Regarding the TDM, data and text mining of works in copyright can only be done on the premises of NLE and outside researchers can only leave the premises with cleaned and worked on data. Also, the research must be done in "motivated" amount, meaning they can't collect and use our entire collection. In order for a researcher or research institution to get access to the data, they need to file an application in which they present their research, justify the need for the data and explain what they do with it. So, the TDM simply doesn't mean that anyone who says that they do research have automatic access to the data. There was a legal analysis carried out for our digital lab, there's a summary in English -> https://digilab.rara.ee/wp-content/uploads/2023/03/Virtual-LAB_eng_oigusanaluus.pdf

Another issue that I have been thinking about (and have yet to reach a conclusion also for myself) is that in Europe, we are in the make-it-accessible-and-reuse-freely stage. European Commission is geared towards accessibility, popularisation and re-use of cultural heritage. It's quite impossible to get funding for infrastructure or software if you don't plan "smart solutions". At the NLE we are currently applying for funding for three (two EC funded) AI/data science projects and we are building our own ML solution for automatic cataloguing. We have the European Collaborative Cloud for Cultural Heritage and Common European Data Space for Cultural Heritage, which both aim to reduce duplication of data and improve collaboration. I'm not sure how easy sell the ML usage restrictions could be in Brussels.
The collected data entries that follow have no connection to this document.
PR #2487, opened 2023-05-11
Reload all ckBTC transactions after update balance

peterpeterparker:
# Motivation

I transferred new bitcoin on mainnet and despite the fact that load next transactions was effectivelly called after update balance, the new transactions were not displayed. I'm not sure if it's a timing issue or not that's why I though about reload all transactions after such process.

# Changes

- if account change, reload all transactions of the account

# Screenshots

Load next transactions happen but no new transaction displayed

noreload

Here locally update balance simulated to display the all reload

reload

### DIFF
--- a/frontend/src/lib/components/accounts/CkBTCTransactionsList.svelte
+++ b/frontend/src/lib/components/accounts/CkBTCTransactionsList.svelte
@@ -40,7 +40,9 @@
 
     loading = true;
 
-    // We want to reload all transactions of the account
+    // We want to reload all transactions of the account from scratch.
+    // That way the skeletons will be displayed again which provides the user a visual feedback about the fact that all transactions are realoded.
+    // This is handy because the reload notably happens the "update balance" process - i.e. happens after the "busy spinner" has fade away.
     icrcTransactionsStore.resetAccount({
       universeId,
       accountIdentifier: account.identifier,
--- a/frontend/src/lib/components/accounts/CkBTCTransactionsList.svelte
+++ b/frontend/src/lib/components/accounts/CkBTCTransactionsList.svelte
@@ -1,6 +1,9 @@
 <script lang="ts">
   import type { Account } from "$lib/types/account";
-  import { loadCkBTCAccountNextTransactions } from "$lib/services/ckbtc-transactions.services";
+  import {
+    loadCkBTCAccountNextTransactions,
+    loadCkBTCAccountTransactions,
+  } from "$lib/services/ckbtc-transactions.services";
   import type { IcrcTransactionData } from "$lib/types/transaction";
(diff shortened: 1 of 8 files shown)


frontend/src/lib/components/accounts/CkBTCTransactionsList.svelte
```diff
@@ -28,7 +32,32 @@
...
+  const reloadTransactions = async () => {
+    // If we are already loading transactions we do not want to double the calls
+    if (loading) {
+      return;
+    }
+
+    loading = true;
+
+    // We want to reload all transactions of the account
+    icrcTransactionsStore.resetAccount({
```
lmuntaner, line 44: Why is resetting necessary? Doesn't `loadCkBTCAccountTransactions` do the same regardless of the store data?

peterpeterparker: Let me improve the comment in the component, sorry for that.

When I developped I had to mock the transactions and I ended with duplicate transactions so I developed the reset and ultimately actually find the UX quite interesting because it displays the user something is happening after the spinner of the "update balance" has fade away.

lmuntaner: So now there is no point in storing the transactions in the store because they are never reused, right?

We could store them in a variable here and use that variable to check for next transactions.

It doesn't make sense to have a store if we reset it every time the user comes to the page.

peterpeterparker: Comment improved. Let me know if it's ok?

peterpeterparker: > It doesn't make sense to have a store if we reset it every time the user comes to the page.

1. The store is used elsewhere too.
2. It is not resetted every time the user comes to the pages. See code `if load === true return` and provided GIF

lmuntaner: I see `if loading`, but `loading = true` is set inside here also.

But yes, in the GIF it doesn't reload the transactions the second visit. So, I might be missing something.

lmuntaner (approved):

frontend/src/lib/components/accounts/CkBTCTransactionsList.svelte
peterpeterparker: > but loading = true is set inside here also.

Because `loading` is also used within `IcrcTransactionsList` to display loading information

peterpeterparker: Thanks fo rthe review!

PR #2491, opened 2023-05-11
Chore: Prepare for force query calls

lmuntaner:
# Motivation

To make sure we have a good UX when there are a lot of visitors we want to avoid update calls. There is a flag (`FORCE_CALL_STRATEGY`) that changes all query calls to "query".

In this PR: Use the flag also in SNS neurons.

# Changes

* Use `FORCE_CALL_STRATEGY` flag in sns neurons services.

# Tests

We don't have specific tests for this flag.


mstrasinskis (approved):
LGTM, thanks! We just need to be sure that this strategy will be not applied after some neuron changes.

PR #2494, opened 2023-05-11
Include API did files in releases

bitdivine:
# Motivation
When installing the nns-dapp or sns_aggregator from a pre-built wasm, it is useful to be able to get the corresponding API did files as well.  It seems preferable to provide these in the release bundle.

# Changes
- Include the canister did files in releases.

# Tests
- Pusha  tag...


bitdivine:
Done in another PR

PR #2498, opened 2023-05-11
Replace toBeFalsy() with more specific expectations

dskloetd:
# Motivation

When using `.toBeFalsy()` it's not clear whether we actually expect `false` or another value like `0` or `undefined`.

# Changes

1. Replace `.toBeFalsy()` in `frontend/src/tests/lib/stores/accounts.store.spec.ts` with `.toBe(undefined)`.
2. Replace every other instance of `toBeFalsy()` with `.toBe(false)`.

# Tests

`npm run test`


mstrasinskis (approved):
LGTM, thank you!

mstrasinskis (approved):
LGTM, thank you!

PR #2499, opened 2023-05-11
GIX-1566 Remove min/max info from participation form

dskloetd:
# Motivation

https://dfinity.atlassian.net/browse/GIX-1566

This information is already available on the project details.
Removing it will make space for the confirmation checkbox.

# Changes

But this already is a whole other discussion in itself.

alliomeria commented 3 months ago

Thank you for your thoughtful follow up veesalu, and for providing a link to the NLE's analysis that informs your institution's approach to TDM. It's really interesting to read through the perspective and the context you're all working with. Good luck with your pursuits of AI/data science projects and ML cataloging assistance tools. Looking forward to reading about your outcomes down the road. :)

Related to this topic, I wanted to note that CC is moving towards being receptive to the idea that perhaps creators should be able to have additional options within the CC licensing framework, loosely termed as "preference signals" in this blog piece where they discuss their early explorations on this concept: https://creativecommons.org/2024/07/24/preferencesignals/. (I will be reaching out to CC to ask about this, maybe there's some space for collaboration at a shared table.)
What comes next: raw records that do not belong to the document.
PR #2500, opened 2023-05-11
Commit in metadata

bitdivine:
# Motivation
Requests from the nns & testing teams to publish the commit of our canisters.  In fact, it is becoming common to publish both the commit and the API did file so we cover both on both canisters.  Four with one stroke.

# Changes
* Created a new command to add metadata.  This is NOT in the canister build command so that the canister build can be cached, and commits that do not affect a canister wasm don't cause a rebuild just because the commit has changed.
* Created a test for the command
* Called the command in the dockerfile
* Created a test for deployments from the docker build

# Tests
* Tests are included.  See CI for the results.

### DIFF
--- a/.github/workflows/aggregator.yaml
+++ b/.github/workflows/aggregator.yaml
@@ -24,6 +24,7 @@ jobs:
           file: Dockerfile
           build-args: |
             DFX_NETWORK=local
+            COMMIT=${{ github.sha }}
           cache-from: type=gha,scope=cached-stage
           # Exports the artefacts from the final stage
           outputs: ./out
--- a/.github/workflows/build.yml
+++ b/.github/workflows/build.yml
@@ -28,6 +28,7 @@ jobs:
           file: Dockerfile
           build-args: |
             DFX_NETWORK=local
+            COMMIT=${{ github.sha }}
           cache-from: type=gha,scope=cached-stage
           # Exports the artefacts from the final stage
           outputs: .
--- a/.github/workflows/build.yml
+++ b/.github/workflows/build.yml
@@ -83,6 +83,13 @@ jobs:
             # grep ... fails if the value is implausibly short.
             key="$key" jq -re '.[0][env.key]' nns_dapp_args_in_page.json | grep -E ...
           done
+      - name: Check that metadata is present
+        run: |
+          set +x
+          for canister in nns-dapp sns_aggregator ; do
+            dfx canister metadata --network ic nns-dapp git_commit_id | tee /dev/stderr | grep -E '[a-fA-F0-9]{64}'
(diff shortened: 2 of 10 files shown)


.github/workflows/aggregator.yaml
```diff
@@ -24,6 +24,7 @@ jobs:
           file: Dockerfile
           build-args: |
             DFX_NETWORK=local
+            COMMIT=${{ github.sha }}
```
bitdivine, line 27: We need the git commit inside docker but  don't pull .git into docker.  Instead we pass in the commit to every docker  build.

Alternative experimented with:  Pull .git in to a dedicated stage, read the commit and throw away everything else from that stage.  That fails for git worktrees and will also fail for anyone trying to build from a release, that contains a tarball of the git content but not `.git/HEAD`.  I don't know that anyone is building from releases but I do know that at least I am using git worktrees and I would rather not break my build environment, even if that means making this PR bigger.

.github/workflows/build.yml
```diff
@@ -83,6 +84,10 @@ jobs:
             # grep ... fails if the value is implausibly short.
             key="$key" jq -re '.[0][env.key]' nns_dapp_args_in_page.json | grep -E ...
           done
+      - name: Install ic-wasm
+        run: cargo install "ic-wasm@$(jq -r '.defaults.build.config.IC_WASM_VERSION' dfx.json)"
```
bitdivine, line 88: `ic-wasm` is a tool used to edit canister wasms.

.github/workflows/build.yml
```diff
@@ -83,6 +84,10 @@ jobs:
...
+      - name: Check that metadata is present
+        run: scripts/dfx-wasm-metadata-add.test
```
bitdivine, line 90: This tests that the metadata is added to the wasms.

scripts/dfx-wasm-metadata-add
```diff
@@ -0,0 +1,83 @@
...
+  echo "ERROR: There should be a wasm file at: '$DFX_CANISTER_WASM'"
+  exit 1
+} >&2
+
+: "Find the candid file"
+test -n "${DFX_CANISTER_DID:-}" || DFX_CANISTER_DID="$(jq -r '.canisters[env.DFX_CANISTER_NAME].candid // ""' dfx.json)"
+test -n "${DFX_CANISTER_DID:-}" || {
+  echo "ERROR: Unable to determine the path to the candid file."
+  echo "       Please either:"
+  echo "         Use --wasm PATH_TO_WASM"
```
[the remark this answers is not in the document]
bitdivine: Yes, thank you.  Done.

dskloetd (approved):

I understand that applying nuance within the frameworks of open sharing culture can be challenging. That said, I still think there are ways we can better attune our practices to the complexities around the considerations artists, authors, and other creators and content caretakers are facing in the modern AI/ML internet landscape.

veesalu commented 2 months ago

That was very interesting reading, thanks!
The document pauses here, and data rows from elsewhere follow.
PR #2501, opened 2023-05-11
fix: hidden my voted sns neurons

mstrasinskis:
# Motivation

Because of the wrong neuron source, when all the neurons were voted the MyVotes block is hidden.

# Changes

- change the neuron source

# Tests

TBD

# Screenshots

Screenshot 2023-05-11 at 22 03 47


lmuntaner (approved):
Thanks!

PR #2502, opened 2023-05-12
Fix: Update dissolve delay for almost 8 years neurons

lmuntaner:
# Motivation

Neurons with dissolve delay of almost 8 years (8 years - some seconds) could not update the dissolve delay to 8 years.

The issue was raised in the forum: https://forum.dfinity.org/t/peculiar-issue-7-years-and-365-days-neuron/19910?u=diegop

# Changes

The fix is to move the range input, max and min buttons to use seconds instead of days.

Main changes:
* SetDissolveDelay component uses seconds instead of days.

# Tests

* Add a test for the specific bug in SetDissolveDelay.spec.ts
* Change tests that were using the range in days to use the range in seconds.
* New SetDissolveDelay page object.

### DIFF
--- a/frontend/src/tests/page-objects/SetDissolveDelay.page-object.ts
+++ b/frontend/src/tests/page-objects/SetDissolveDelay.page-object.ts
@@ -1,0 +1,29 @@
+import { BasePageObject } from "$tests/page-objects/base.page-object";
+import type { PageObjectElement } from "$tests/types/page-object.types";
+import { ButtonPo } from "./Button.page-object";
+
+export class SetDissolveDelayPo extends BasePageObject {
+  private static readonly TID = "set-dissolve-delay-component";
+
+  static under(element: PageObjectElement): SetDissolveDelayPo {
+    return new SetDissolveDelayPo(element.byTestId(SetDissolveDelayPo.TID));
+  }
+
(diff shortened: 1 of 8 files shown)


lmuntaner:
Bug UX:

https://github.com/dfinity/nns-dapp/assets/4550653/2463cdc0-c179-43db-9d94-49863c4d45b9

UX after fix:

https://github.com/dfinity/nns-dapp/assets/4550653/d18edee0-1254-4ba2-8f2e-45d5c0fa98dc

lmuntaner:
@mstrasinskis please review

frontend/src/tests/page-objects/SetDissolveDelay.page-object.ts
```diff
@@ -0,0 +1,29 @@
+import { BasePageObject } from "$tests/page-objects/base.page-object";
+import type { PageObjectElement } from "$tests/types/page-object.types";
+import { ButtonPo } from "./Button.page-object";
+
+export class SetDissolveDelayPo extends BasePageObject {
```
mstrasinskis, line 5: Special thanks for this :)

mstrasinskis (approved):
LGTM, thank you!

I lean towards agreeing that tags are of use, the issue is that in the EU only the rightsholders can opt-in or opt-out and in most of the cases, we are not the rightsholders. So implementing those is not just in-house project of deciding that from now on we do it like that, it needs bigger change in processes in general. I'm a little bit on the fence about this issue, because, on the one hand, I feel that we should make as much of CH accessible as possible, but on the other hand, we need to consider reasonable infrastructure loads, etc.

Another issue in using or not using CH data in ML is that right now LLMs don't really speak small languages (like Estonian) and the text corpora held in our collections is valuable material for training the models.

I do agree that this is a discussion that we should continue.

alliomeria commented 2 months ago

This is definitely a topic and practice area with a lot of nuanced considerations at play, for cultural heritage related and other fields that may end using ML technology. I think the true usefulness of ML assisted tools really remains to be seen in many ways, and I hope that there are will be actual comparative studies conducted in CH/GLAM for analyzing the effectiveness of ML tools compared with traditional practices and other technical approaches. I also hope that we can have an impact on how particular ML technical applications are developed for our field.

Thanks again for your sharing your time and feedback related to this issue.